Assumptions and deviations
- IIV scale. Table 2 prints each IIV as “% CV” but the CL/F-Vc/F covariance as a raw value (0.209). A covariance can only be reported on the raw OMEGA scale, so the diagonals are taken on the same scale: omega^2 = (CV/100)^2. The printed %RSEs support this: the bootstrap 95% CIs of the CL/F, Vc/F and Ka rows imply omega^2 RSEs of 4.5%, 4.6% and 7.1% under this reading (printed 4.4%, 4.6% and 6.9%), versus 4.1%, 3.9% and 4.6% under the omega^2 = log(1 + CV^2) reading. The resulting CL/F-Vc/F correlation is 0.81.

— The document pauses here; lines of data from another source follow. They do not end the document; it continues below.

PR #85, opened 2020-08-01
Link up SemesterScheduler.java to webpage

naaoli:
This PR connects the SemesterScheduler.java backend code with the webpage with a servlet and some modifications to the index.js file along with some modifications to other code.


src/main/webapp/js/pages/index.js
```diff
@@ -37,18 +37,48 @@ function addScheduleToCalendar(schedule, courseInfo, selected) {
...
   // Hard code return from algorithm servlet.
+  /*
   const sections1 = {};
   selected.forEach(
       course => {sections1[course] = courseInfo[course].sections[0]});
   const sections2 = {};
   selected.forEach(
       course => {sections2[course] = courseInfo[course].sections[1]});
-  const schedules = [sections1, sections2];
+  const schedules = [sections1, sections2];*/
```
ramyabuva: You can get rid of this code completely

src/main/webapp/js/pages/index.js
```diff
@@ -37,18 +37,48 @@ function addScheduleToCalendar(schedule, courseInfo, selected) {
...
+      body: JSON.stringify(data),
+    });
+    scheduleObject = await response.json();
+    if (response.ok) {
+      return scheduleObject.schedules;
+    } else {
+      return null;
+    }
+  } catch (err) {
+    CollegePlanner.createAlert('An error occurred', 'danger', courseContainer);
```
ramyabuva: You should merge with master, this will have to change to CourseSelector.createAlert

src/main/java/com/google/collegeplanner/servlets/SchedulerServlet.java
```diff
@@ -0,0 +1,143 @@
...
+    json.put("schedules", schedulesJson);
+
+    return json;
+  }
+
+  /**
+   * Converts a given JSONArray of sections into an ArrayList of
+   * sections.
+   */
+  private ArrayList<Section> convertJSONArraytoArrayList(JSONArray json) {
```
ramyabuva: Maybe make the function name something more specific to the function of converting sections, and document the parameters

src/main/java/com/google/collegeplanner/servlets/SchedulerServlet.java
```diff
@@ -0,0 +1,143 @@
...
+  /**
+   * Gets the JSON Representation of the body of the POST request
+   */
+  private JSONObject getBody(HttpServletRequest request)
+      throws IOException, ParseException, NullPointerException {
+    String strBody =
+        request.getReader().lines().collect(Collectors.joining(System.lineSeparator()));
+    JSONParser parser = new JSONParser();
+    return (JSONObject) parser.parse(strBody);
+  }
```
ramyabuva: This function is in BaseServlet, so you don't need a repeat function definition

ramyabuva (changes requested):

src/main/java/com/google/collegeplanner/data/Meeting.java
```diff
@@ -209,4 +221,23 @@ public String getDaysAsString() {
...
+    int minutes = time % 60;
+    if (hours > 12) {
+      hours -= 12;
+    } else if (hours == 0) {
+      hours = 12;
+    }
+    if (hours >= 12) {
+      amPm = "pm";
+    }
+    return (Integer.toString(hours) + ":" + Integer.toString(minutes) + amPm);
```
wli: instead of 05:06pm, this would show 5:6pm right? Is that expected?

src/main/java/com/google/collegeplanner/servlets/SchedulerServlet.java
```diff
@@ -0,0 +1,138 @@
...
+    JSONArray jsonArray;
+    ApiUtil apiUtil = new ApiUtil();
+
+    courseList = new ArrayList<String>();
+    courses = new ArrayList<ArrayList<Section>>();
+    for (Object obj : classes) {
+      courseId = (String) obj;
+      courseList.add(courseId);
+      try {
+        uri = new URI("https://api.umd.io/v1/courses/" + courseId + "/sections");
```
wli: courseId should probably be escaped for safety

src/main/java/com/google/collegeplanner/servlets/SchedulerServlet.java
```diff
@@ -0,0 +1,138 @@
...
+      } catch (URISyntaxException e) {
+        respondWithError(HttpServletResponse.SC_INTERNAL_SERVER_ERROR, response);
+        return;
+      }
+
+      jsonArray = apiUtil.getJsonArray(uri);
+      if (jsonArray == null) {
+        respondWithError(HttpServletResponse.SC_INTERNAL_SERVER_ERROR, response);
```
wli, line 98: instead of `respondWithError` here, this function should either throw an exception, or otherwise return an error. Otherwise, your HTTP response will be an error, but you will still return a blank/undefined schedules object printed out on line 62.

src/main/java/com/google/collegeplanner/servlets/SchedulerServlet.java
```diff
@@ -0,0 +1,138 @@
...
+   */
+  private JSONObject getSchedules() {
+    JSONObject json = new JSONObject();
+    JSONObject temp;
+    JSONArray schedulesJson = new JSONArray();
+    SemesterScheduler scheduler = new SemesterScheduler(courses);
+    ArrayList<Schedule> possibleSchedules = scheduler.getPossibleSchedules();
+
+    for (Schedule schedule : possibleSchedules) {
+      temp = schedule.toJSON();
```
wli: no need to define temp, you can replace this with:

`schedulesJson.add(schedule.toJSON());`

src/main/java/com/google/collegeplanner/servlets/SchedulerServlet.java
```diff
@@ -0,0 +1,138 @@
...
+    return json;
+  }
+
+  /**
+   * Converts a given JSONArray of sections into an ArrayList of
+   * sections.
+   * @param json The JSONArray of Sections that will be converted into an
+   * ArrayList of Sections
+   */
+  private ArrayList<Section> convertSectionJSONToSectionArrayList(JSONArray json) {
```
wli: naming conventions dictate `convertSectionJSONToSectionArrayList` -> `convertSectionJsonToSectionArrayList`

wli (changes requested):

src/main/java/com/google/collegeplanner/servlets/SchedulerServlet.java
naaoli: what do you mean by escaped for safety?

wli: @savsa @ramyabuva there's one other java example for uri-escaping this right? can you point naaoli to it?

src/main/java/com/google/collegeplanner/data/Meeting.java
```diff
@@ -205,8 +218,32 @@ public String getDaysAsString() {
...
+    // and returns a string of the number represented in two digits. 
+    // Examples: 1 -> "01"      12 -> "12"
+    DecimalFormat formatter = new DecimalFormat("00");
+    if (hours > 12) {
+      hours -= 12;
+    } else if (hours == 0) {
+      hours = 12;
+    }
+    if (hours >= 12) {
+      amPm = "pm";
```
triplehair, line 271: If the time is 10 mins after midnight, will it be changed to "pm" instead?

src/main/java/com/google/collegeplanner/servlets/SchedulerServlet.java
```diff
@@ -0,0 +1,136 @@
...
+    try {
+      body = getPostRequestBody(request);
+      selectedClasses = (JSONArray) body.get("selectedClasses");
+    } catch (NumberFormatException | ClassCastException | ParseException | NullPointerException e) {
+      respondWithError(
+          "Invalid body for POST request.", HttpServletResponse.SC_BAD_REQUEST, response);
+      return;
+    }
+
+    prepareLists(selectedClasses, response);
```
triplehair: Should we return here if prepareLists return an exception?

src/main/java/com/google/collegeplanner/servlets/SchedulerServlet.java
ramyabuva: I think the URI class automatically uri-escapes the input string, the only time we uri-escaped was in the Javascript

ramyabuva (approved):

src/main/java/com/google/collegeplanner/servlets/SchedulerServlet.java
naaoli: I think that is a good idea, will be doing that in the next commit

src/main/java/com/google/collegeplanner/servlets/SchedulerServlet.java
wli: Hmm, i'm not sure that's right. In this case, if `courseId` was `"foo/bar?baz="`, it could modify the url quite a bit, as it's just a raw string when you pass it in.

src/main/java/com/google/collegeplanner/data/Meeting.java
naaoli: I messed up the logic slightly, will fix it

src/main/webapp/js/pages/index.js
```diff
@@ -37,18 +37,42 @@ function addScheduleToCalendar(schedule, courseInfo, selected) {
...
+    }
+  } catch (err) {
+    CourseSelector.createAlert('An error occurred', 'danger', courseContainer);
+    return null;
+  }
+}
+
+document.querySelector('.course-list').addEventListener('click', async () => {
+  const selected = CollegePlanner.getSelected();
+  const courseInfo = CollegePlanner.getCourseInfo();
```
ramyabuva: These also have to be changed to CourseSelector -- whenever you merge with master, make sure you test things on the devserver to make sure all of the modules still work.

src/main/java/com/google/collegeplanner/servlets/SchedulerServlet.java
```diff
@@ -0,0 +1,140 @@
...
+    courseList = new ArrayList<String>();
+    courses = new ArrayList<ArrayList<Section>>();
+    for (Object obj : classes) {
+      courseId = (String) obj;
+      courseList.add(courseId);
+      try {
+        uri = new URI("https://api.umd.io/v1/courses/" + courseId + "/sections");
+      } catch (URISyntaxException e) {
+        respondWithError(HttpServletResponse.SC_INTERNAL_SERVER_ERROR, response);
+        throw new IOException(courseId + " cannot be found in the umd.io database");
```
wli: this isn't really an IOException. What if you just let the URISyntaxException bubble up to the doPost method?

src/main/java/com/google/collegeplanner/servlets/SchedulerServlet.java
wli: This isn't quite right still. Since you don't throw any error, it would continue execution into the "success" case.

src/main/java/com/google/collegeplanner/servlets/SchedulerServlet.java
```diff
@@ -0,0 +1,140 @@
...
+   * sections.
+   * @param json The JSONArray of Sections that will be converted into an
+   * ArrayList of Sections
+   */
+  private ArrayList<Section> convertSectionJsonToSectionArrayList(JSONArray json) {
+    ArrayList<Section> list = new ArrayList<Section>();
+    for (Object obj : json) {
+      try {
+        list.add(new Section((JSONObject) obj));
+      } catch (Exception e) {
```
wli: We should catch a narrower exception. Please see the following excerpt from the Java readability guidelines:

```
Does the underlying code actually throw Exception, or a derived type of exception? You should generally catch the narrowest exception type.

Only catch Exception when you legitimately want to handle any exception that may arise, including unchecked ones you don't expect to actually happen.

Unchecked exceptions are usually used to convey the message that either the exception can be prevented by proper use of the API, or that callers should rarely catch this exception because there's nothing they can do about it. However, `catch (Exception e)` is fine if your intention is to gracefully downgrade the flow regardless (e.g., a catch-all in the main() method, which prevents any exceptions from being propagated to the Java VM).
```

src/main/webapp/js/pages/index.js
```diff
@@ -37,18 +37,42 @@ function addScheduleToCalendar(schedule, courseInfo, selected) {
...
+  try {
+    response = await fetch('/api/scheduler', {
+      method: 'POST',
+      body: JSON.stringify(data),
+    });
+    scheduleObject = await response.json();
+    if (response.ok) {
+      return scheduleObject.schedules;
+    } else {
+      return null;
```
wli, line 60: I think you need an alert here too. The difference here is that this case handles when the API returns an empty/bad response, whereas the `catch` below handles cases where it didn't even make it to your API.

wli (changes requested):

src/main/java/com/google/collegeplanner/servlets/SchedulerServlet.java
naaoli: I really can't make it any narrower as the exception being thrown is a java.text.ParseException. However, I already have org.json.simple.parser.ParseException being imported.

wli: To solve the duplicate name, you can import `java.text`, and reference `text.ParseException` -- or vice versa.

src/main/java/com/google/collegeplanner/servlets/SchedulerServlet.java
```diff
@@ -0,0 +1,141 @@
...
+        uri = new URI("https://api.umd.io/v1/courses/" + courseId + "/sections");
+      } catch (URISyntaxException e) {
+        respondWithError(HttpServletResponse.SC_INTERNAL_SERVER_ERROR, response);
+        return;
+      }
+
+      jsonArray = apiUtil.getJsonArray(uri);
+      if (jsonArray == null) {
+        respondWithError(HttpServletResponse.SC_INTERNAL_SERVER_ERROR, response);
+        throw new ParseException(0);
```
wli: throwing ParseException here unfortunately isn't quite right. You're not parsing an input as this point. Honestly, it might make sense to create an InvalidApiResponseError exception for you to use in this case. Alternatively, you can return a boolean in this function (true/false) and just return a generic exception for now if that helps.

savsa (approved):

triplehair (approved):

src/main/java/com/google/collegeplanner/servlets/SchedulerServlet.java
wli: https://github.com/googleinterns/step145-2020/blob/6485b74a3bfd38d8e4346a7b7f88bda00c253057/src/main/java/com/google/collegeplanner/servlets/DatastoreServlet.java#L141

src/main/java/com/google/collegeplanner/servlets/SchedulerServlet.java
```diff
@@ -0,0 +1,140 @@
...
+  /**
+   * This method loads the courses and courseList ArrayLists with correct
+   * information. courses is loaded with the lists of sections for each
+   * course while courseList is loaded with the courseID's of the selected
+   * courses. Returns true if lists were prepared correctly, false otherwise.
+   * @param classes The JSONArray of courseIds of the selected classes
+   * @param response The HttpServletResponse object
+   */
+  private boolean prepareLists(JSONArray classes, HttpServletResponse response) 
+  throws IOException {
```
wli: nit: i think this needs to be indented by another 4 spaces, but we can defer to the linter if this is what it thinks is correct.

wli (approved):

- Ka unit. Table 2 prints the Ka unit as “liters/h”; it is a first-order rate constant (1/h), as in the Table 2 footnote equation.

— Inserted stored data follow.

PR #87, opened 2020-08-03
Let CourseListServlet and SectionServlet pull data from datastore

### LINKED ISSUE #86: Have CourseListServlet and SectionServlet pull from datastore

savsa:
- CourseListServlet and Section now pull data directly from datastore and not the UMD API.

- Gson can directly serialize classes. `@SerializedName` was added to control what string each class variable gets serialized to when converting it into json.

- `Course`, `Section`, and `Meeting` classes were given constructors to convert datastore `Entity`/`EmbeddedEntity`s into their respective Course/Section/Meeting objects, which are then serialized into json.

- Add tests to make sure we're still getting correct output using datastore.

- Add tests to make sure the correct error codes are sent on error.

Closes #86.

### DIFF
--- a/src/main/java/com/google/collegeplanner/data/Course.java
+++ b/src/main/java/com/google/collegeplanner/data/Course.java
@@ -14,6 +14,9 @@
 
 package com.google.collegeplanner.data;
 
+import com.google.appengine.api.datastore.EmbeddedEntity;
+import com.google.appengine.api.datastore.Entity;
+import com.google.gson.annotations.SerializedName;
 import java.text.ParseException;
 import java.util.ArrayList;
 import java.util.GregorianCalendar;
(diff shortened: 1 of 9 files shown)


ramyabuva (approved):

wli (approved):

src/main/java/com/google/collegeplanner/data/Course.java
```diff
@@ -129,6 +137,20 @@ public Course(JSONObject json) throws ParseException {
...
+        ((Long) courseEntity.getProperty("credits")).intValue(),
+        (String) courseEntity.getProperty("dept_id"),
+        (String) courseEntity.getProperty("description"),
+        (String) courseEntity.getProperty("coreqs"), (String) courseEntity.getProperty("prereqs"),
+        (String) courseEntity.getProperty("restrictions"),
+        (String) courseEntity.getProperty("additional_info"),
+        (String) courseEntity.getProperty("credit_granted_for"));
+  }
+
+  public Course(Entity courseEntity, ArrayList<EmbeddedEntity> sections) {}
```
triplehair: Is this method being used anywhere?

triplehair (approved):

src/main/java/com/google/collegeplanner/data/Course.java
savsa: Nope, removed.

- Dose basis. No molecular-weight correction between baloxavir marboxil and baloxavir acid appears in the paper; CL/F and V/F are taken as referenced to the administered baloxavir marboxil dose, as in the prior baloxavir models.
-
Removed covariates. ALT on CL/F, age on CL/F and
Vc/F, gender on Vc/F and food (fed) on F were in the full model but
removed from the final model; they are documented in
covariatesDataExcludedand not implemented. - Virtual cohort. CAPSTONE-2 bodyweight and sex distributions are not reported separately, so the Table 1 all-patient distributions per race were used. The Table 3 AUC is not labelled; AUC0-inf is compared.
- Exposure-response. Tables 4 and 5 are descriptive summaries by exposure category, not a fitted model, and are not reproduced.